To this end the author uses a variety of sources including traditional, spiritual and scientific; historical and current; visual, oral and written materials. She draws as well from her personal experience as well as from the stories and anecdotes learnt directly from both Inuit and non-Inuit northerners. She moves between the two worlds - the North and the South - writing about the dominating perception of the Arctic pristine wilderness among ‘those of use who live almost exclusively in cities’ (page 7) and for whom ‘Nature is foreign’ (page 9) and seeking to feed it with far more complex, confronting and challenging realities of life in the Arctic. It is the goal that Wright sets for herself with this volume: ‘attempt to open a door to the Arctic in the hope of providing some insight to the lives of Inuit, the impact of climate change, and the demands that Canada has made and is still making on both the people and the environment of the North’ (page 21−22).

Whereas the author succeeds in this endeavor in the earlier, more historical chapters in the book − and many times does it with a beautiful and very engaging language − the later sections, in particular those dedicated to climate change, to this reviewer may be to some extent missing this point. In her account of silaup aulaninga (climate change) the author attempts to explain the phenomenon of climate change and bases this part on numerous scientific sources. She also goes back thousands years to offer a reader a much longer perspective of currently observed changes and combines it with insights about Inuit knowledge of climate change as well as harmful effects of global warming on indigenous populations of the north and other parts of the planet. The major reservation that this reviewer has relates, however, to the representation of science in this volume. While the author recalls extensively sources like Arctic Climate Impact Assessment, the National Oceanic and Atmospheric Administration (NOAA) and takes the challenge of getting the facts right behind the oftentimes misleading, or even entirely faulty, coverage of climate change in the media, simultaneously she writes about ‘meteorologists, who are not generally experts in anything beyond daily weather forecasting’ (page 226) and misses references to the facts and arguments presented in the section, e.g. ‘where smog over Beijing contributes to smog over Los Angeles’ (page 229) or ‘an amazingly precise body of knowledge about previous changes to global climate’ (page 200).

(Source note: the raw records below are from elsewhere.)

Issue #24948, opened 2023-06-02
Dutch version of Belgian Journals


mschamp:
### Feature Request

In the accountancy module, only the French version of the journals are included: [url]/dolibarr/accountancy/admin/account.php
It would be a good option to include the dutch version also.
The translation is available here: https://www.cnc-cbn.be/fr/node/2250/multilingual-comparison/nl-fr-en 

### Use case

Allow Dutch speaking companies to use the accountacy module

### Suggested implementation

Add journal in htdocs\install\mysql\data\llx_accounting_abc.sql
Add translations of all lines to htdocs\install\mysql\data\llx_accounting_account_be.sql

First lines should look like:
INSERT INTO llx_accounting_account (entity, rowid, fk_pcg_version, pcg_type, account_number, account_parent, label, active) VALUES (__ENTITY__, ????1, 'MAR-MIN', 'KAPITAAL', '10',  '????', 'Kapitaal', 1);
INSERT INTO llx_accounting_account (entity, rowid, fk_pcg_version, pcg_type, account_number, account_parent, label, active) VALUES (__ENTITY__, ????, 'MAR-MIN', 'KAPITAAL', '100',  '????1', 'Geplaatst kapitaal', 1);

Is it correct that the ???? are 'random' numbers  and could be the numbers from the French entries, + 200000

### Suggested steps

- Add journal in htdocs\install\mysql\data\llx_accounting_abc.sql
- Add translations of all lines to htdocs\install\mysql\data\llx_accounting_account_be.sql

PR #25624, opened 2023-08-13
Be verkort

mschamp:
# Fix #[#24948 Dutch version of Belgian journals]
I tried to add the Dutch version of the journals.
Would it be possible to check, and if I made a mistake, gives some information how to fix it.
To be clear, I am not an accountant, only used information available on the net, maybe someone with a better knowlegde should verify it.


htdocs/install/mysql/data/llx_accounting_account_be.sql
```diff
@@ -945,3 +945,432 @@ INSERT INTO llx_accounting_account (entity, rowid, fk_pcg_version, pcg_type, acc
 INSERT INTO llx_accounting_account (entity, rowid, fk_pcg_version, pcg_type, account_number, account_parent, label, active) VALUES (__ENTITY__, 1355, 'PCMN-BASE', 'FINAN', '5', '0', 'Placement de trésorerie et de valeurs disponibles', 1);
 INSERT INTO llx_accounting_account (entity, rowid, fk_pcg_version, pcg_type, account_number, account_parent, label, active) VALUES (__ENTITY__, 1356, 'PCMN-BASE', 'EXPENSE', '6', '0', 'Charges', 1);
 INSERT INTO llx_accounting_account (entity, rowid, fk_pcg_version, pcg_type, account_number, account_parent, label, active) VALUES (__ENTITY__, 1357, 'PCMN-BASE', 'INCOME', '7', '0', 'Produits', 1);
+
+INSERT INTO llx_accounting_account (entity, rowid, fk_pcg_version, pcg_type, account_number, account_parent, label, active) VALUES (__ENTITY__, 200439, 'MAR-VERKORT', 'CAPIT', '1',  '0', 'Eigen vermogen, voorzieningen voor risico''s en kosten en schulden op meer dan één jaar', 1);
```
eldy, line 949: Looks ok. Just one thing to fix.
The ID to use (example here 200439) must be an ID lower than 99999.  The 200 000 is added automatically for belgium to avoid conflict with another country.
The previous plan end at 1357, so i suggest to start the new one for dutch for the new plan at 10000
So you can replace the string  
", 200"  into  ", 10"  
and  ",  '200"  into ",  '10"
So ID will be 10439, 10440, ...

Furthermore, in the introductory chapter she juxtaposes science with traditional wisdom when writing: ‘We have forgotten the language of Mother Earth and the beautiful terrifying magic that is part of her and our reality. Now we call it science and think we can control it’ (page 12). In this reviewer's view such opinions may not be particularly helpful in making people more aware of the threatening reality of climate change and in efforts to bridge indigenous knowledge and scientific research to jointly offer responses to the consequences of human-induced climate change. Finally, they may not be especially useful in appeasing extremely politicised wrangles over climate change, where science is often misused as a proxy for what are primarily debates over fundamental values.

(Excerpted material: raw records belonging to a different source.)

PR #25931, opened 2023-09-15
[modulebuilder] FIX handling of the $filter parameter in fetchAll() method

atm-florianm:
# FIX [modulebuilder] handling of `$filter` in method `fetchAll()`

## Rationale
Curently, the way `fetchAll()` handles `$filter` can result in invalid SQL.

The `fetchAll()` of class `KnowledgeRecord` offers a good example (there are minor differences between its implementation and the one you would get if you were to use ModuleBuilder in v18 but they do not impact this bug):

```php
/* not included in this example: inclusion of master.inc.php and knowledgerecord.class.php */
$test = new KnowledgeRecord($db);
echo $kr->fetchAll('', '', 1, 0, array('model_pdf' => 'mymodel')); // returns -1
echo $db->lastqueryerror(); // Unknown column 'mymodel' in 'where clause'
```
because `$value` is not quoted when it is injected (see query below).

```sql
SELECT  […] FROM llx_knowledgemanagement_knowledgerecord as t
WHERE t.entity IN (1) AND (model_pdf IN (mymodel)) LIMIT 1 -1
```

Another problem is a potential warning on this test when $key is not a field (or when it is a field but prefixed with the table alias):
```php
} elseif (in_array($this->fields[$key]['type'], array('date', 'datetime', 'timestamp'))) {
```

## This proposal
Just quoting the field and adding an additional `isset()` for the warning would have been enough, but I think it was also an opportunity to include an improvement proposal.

@eldy maybe you will find a better way to implement these filters with respect to the declared fields (I would have liked to make it consistent with how search works in lists, including `natural_search`, but I didn't exactly know how).

## Further actions
If this PR is merged, it could be interesting to update classes that use old versions of this function with no customizations.
Or maybe even implement a method on CommonObject to make this easier if you think it is worth the effort (a well-filtered fetchAll has use cases, but is currently not used a lot)?


eldy:
@atm-florianm Can you help me fix the conflict ?

atm-florianm:
> @atm-florianm Can you help me fix the conflict ?

I've merged develop into my FIX branch. I did have one little issue with a CodeSniffer auto-fix, which would have turned a PHP8 attribute (`#[AllowDynamicProperties]`) into a regular PHP comment (`// [AllowDynamicProperties]`).

It looks like the github-run CodeSniffer hook didn't mind that, any idea as to why? Did I misconfigure my pre-commit hook?

eldy:
> > @atm-florianm Can you help me fix the conflict ?
> 
> I've merged develop into my FIX branch. I did have one little issue with a CodeSniffer auto-fix, which would have turned a PHP8 attribute (`#[AllowDynamicProperties]`) into a regular PHP comment (`// [AllowDynamicProperties]`).
> 
> It looks like the github-run CodeSniffer hook didn't mind that, any idea as to why? Did I misconfigure my pre-commit hook?

I suppose that AllowDynamicProperties is is not supported by phpcs. However i see no reason why we should use this tag now. You can try to remove it completely.

atm-florianm:
I've removed the attribute completely as advised. However, I distinctly remember seeing things like `$conf->{$modulename}` in some places, but maybe these were from older Dolibarr versions?

If this is still used, we should transition to a different system to prepare for php 9 compliance.

htdocs/modulebuilder/template/class/myobject.class.php
```diff
@@ -460,16 +460,40 @@ public function fetchAll($sortorder = '', $sortfield = '', $limit = 0, $offset =
...
+				if ($key === 'customsql') {
+					// Never use 'customsql' with a value from user input since it is injected as is. The value must be hard coded.
+					$sqlwhere[] = $value;
+					continue;
+				} elseif (isset($this->fields[$columnName])) {
+					$type = $this->fields[$columnName]['type'];
+					if (preg_match('/^integer/', $type)) {
+						if (is_int($value)) {
+							// single value
+							$sqlwhere[] = $key . " = " . $value;
```
eldy, line 473: Cast $value into (int) so php unit test will not comolain about possible sql injection

htdocs/modulebuilder/template/class/myobject.class.php
```diff
@@ -460,16 +460,40 @@ public function fetchAll($sortorder = '', $sortfield = '', $limit = 0, $offset =
...
+						} elseif (is_array($value)) {
+							if (empty($value)) continue;
+							$sqlwhere[] = $key . ' IN (' . implode(',', array_map('intval', $value)) . ')';
```
eldy, line 476: When forging a IN sql, use db->sanitize around parameter to have phpunit not complain...

atm-florianm:
@eldy  I'm not sure why the phpcs check failed. Was it related to my changes?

Nevertheless, even if some readers do not find themselves entirely at ease with the way Wright writes about the science, this point certainly should not overshadow the overall value of the book. Our ice is vanishing can be highly commended to the broad audience not well familiar with the realities and inherent complexities of life mostly in the Canadian Arctic, both historical and the ones of today. Wright takes her readers for a long and often fascinating journey through the centuries of life in the North. She neither hides her admiration for the resilience and perseverance of the Inuit people nor passion for making and defending their case. Seeing the generally low level of understanding of the North in the South of Canada (cf. Gordon Foundation 2015), such voices are certainly very much needed and Wright's volume represents a great addition to the growing body of literature on those matters.